This task calls for copying every line in the data below that contains the word "where".

(Saved entries)
......
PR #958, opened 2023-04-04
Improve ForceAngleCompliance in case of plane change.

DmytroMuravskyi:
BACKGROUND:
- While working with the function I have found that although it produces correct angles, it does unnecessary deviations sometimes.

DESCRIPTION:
......
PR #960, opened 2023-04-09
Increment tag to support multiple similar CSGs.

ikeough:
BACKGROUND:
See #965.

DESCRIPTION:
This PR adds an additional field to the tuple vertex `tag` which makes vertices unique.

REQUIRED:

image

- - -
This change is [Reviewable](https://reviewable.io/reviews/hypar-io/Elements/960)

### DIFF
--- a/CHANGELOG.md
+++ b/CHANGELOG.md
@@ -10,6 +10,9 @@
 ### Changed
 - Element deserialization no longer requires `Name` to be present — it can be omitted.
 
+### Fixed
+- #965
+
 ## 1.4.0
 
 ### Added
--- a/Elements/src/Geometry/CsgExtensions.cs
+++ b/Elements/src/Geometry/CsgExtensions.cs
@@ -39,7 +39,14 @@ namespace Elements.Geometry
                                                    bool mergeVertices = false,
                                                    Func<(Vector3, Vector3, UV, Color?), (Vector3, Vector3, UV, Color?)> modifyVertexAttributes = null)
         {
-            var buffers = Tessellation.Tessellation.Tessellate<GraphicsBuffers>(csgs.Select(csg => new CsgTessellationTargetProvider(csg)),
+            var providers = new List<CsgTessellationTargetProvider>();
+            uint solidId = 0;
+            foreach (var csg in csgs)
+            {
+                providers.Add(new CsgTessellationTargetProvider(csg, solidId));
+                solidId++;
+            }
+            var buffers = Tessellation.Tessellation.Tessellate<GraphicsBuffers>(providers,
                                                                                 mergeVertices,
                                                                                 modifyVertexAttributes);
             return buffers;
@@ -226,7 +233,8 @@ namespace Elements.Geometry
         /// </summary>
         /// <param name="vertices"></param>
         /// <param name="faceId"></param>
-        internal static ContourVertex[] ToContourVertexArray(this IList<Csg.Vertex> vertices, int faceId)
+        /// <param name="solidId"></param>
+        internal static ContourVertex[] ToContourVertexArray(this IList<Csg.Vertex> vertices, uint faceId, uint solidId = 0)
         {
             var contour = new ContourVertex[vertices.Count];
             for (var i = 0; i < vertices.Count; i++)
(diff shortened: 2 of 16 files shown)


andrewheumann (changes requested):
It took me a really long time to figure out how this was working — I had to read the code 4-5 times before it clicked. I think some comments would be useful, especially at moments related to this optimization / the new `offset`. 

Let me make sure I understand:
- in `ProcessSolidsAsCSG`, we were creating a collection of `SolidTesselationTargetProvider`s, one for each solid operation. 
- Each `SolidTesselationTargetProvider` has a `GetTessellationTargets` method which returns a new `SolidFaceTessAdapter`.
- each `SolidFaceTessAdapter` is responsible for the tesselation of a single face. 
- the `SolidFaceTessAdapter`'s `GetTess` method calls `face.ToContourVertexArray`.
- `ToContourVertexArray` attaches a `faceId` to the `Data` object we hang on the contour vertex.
......
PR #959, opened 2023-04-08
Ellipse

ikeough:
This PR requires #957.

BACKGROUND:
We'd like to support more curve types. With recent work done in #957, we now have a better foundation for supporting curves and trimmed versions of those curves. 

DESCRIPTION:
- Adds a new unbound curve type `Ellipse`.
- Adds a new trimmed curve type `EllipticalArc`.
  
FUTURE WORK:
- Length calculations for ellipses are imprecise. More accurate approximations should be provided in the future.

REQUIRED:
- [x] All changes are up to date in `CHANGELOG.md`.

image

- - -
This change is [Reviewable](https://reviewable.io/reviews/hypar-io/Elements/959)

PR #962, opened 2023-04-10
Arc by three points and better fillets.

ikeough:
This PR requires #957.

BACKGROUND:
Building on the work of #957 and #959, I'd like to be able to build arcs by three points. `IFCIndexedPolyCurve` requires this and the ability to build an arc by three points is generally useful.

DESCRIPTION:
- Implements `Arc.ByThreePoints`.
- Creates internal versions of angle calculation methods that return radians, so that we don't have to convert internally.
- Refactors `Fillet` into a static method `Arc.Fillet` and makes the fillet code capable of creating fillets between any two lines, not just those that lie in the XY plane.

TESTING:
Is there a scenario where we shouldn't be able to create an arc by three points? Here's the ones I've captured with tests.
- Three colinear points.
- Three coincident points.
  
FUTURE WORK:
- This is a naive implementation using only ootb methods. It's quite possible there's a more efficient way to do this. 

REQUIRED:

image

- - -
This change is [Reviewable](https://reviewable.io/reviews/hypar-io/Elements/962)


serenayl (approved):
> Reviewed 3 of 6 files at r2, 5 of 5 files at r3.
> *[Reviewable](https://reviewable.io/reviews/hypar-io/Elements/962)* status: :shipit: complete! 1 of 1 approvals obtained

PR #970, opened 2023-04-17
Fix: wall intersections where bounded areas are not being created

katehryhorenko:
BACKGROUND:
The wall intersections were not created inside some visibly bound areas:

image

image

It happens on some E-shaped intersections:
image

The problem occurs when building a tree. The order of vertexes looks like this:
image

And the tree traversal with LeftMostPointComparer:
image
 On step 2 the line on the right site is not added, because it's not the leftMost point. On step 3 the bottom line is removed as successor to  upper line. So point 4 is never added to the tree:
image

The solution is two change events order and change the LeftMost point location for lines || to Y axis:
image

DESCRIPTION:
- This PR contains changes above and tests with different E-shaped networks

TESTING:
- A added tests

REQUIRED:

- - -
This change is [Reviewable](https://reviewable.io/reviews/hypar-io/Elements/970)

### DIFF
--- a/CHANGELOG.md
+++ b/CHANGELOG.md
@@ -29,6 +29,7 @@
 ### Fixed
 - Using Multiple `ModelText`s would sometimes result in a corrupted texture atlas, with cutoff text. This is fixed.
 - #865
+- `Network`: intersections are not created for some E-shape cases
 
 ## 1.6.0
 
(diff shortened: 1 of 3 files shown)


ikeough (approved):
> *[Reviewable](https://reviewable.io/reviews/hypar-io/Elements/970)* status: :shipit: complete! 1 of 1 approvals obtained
......
**Task response:**
Is there a scenario where we shouldn't be able to create an arc by three points? Here's the ones I've captured with tests.
Fix: wall intersections where bounded areas are not being created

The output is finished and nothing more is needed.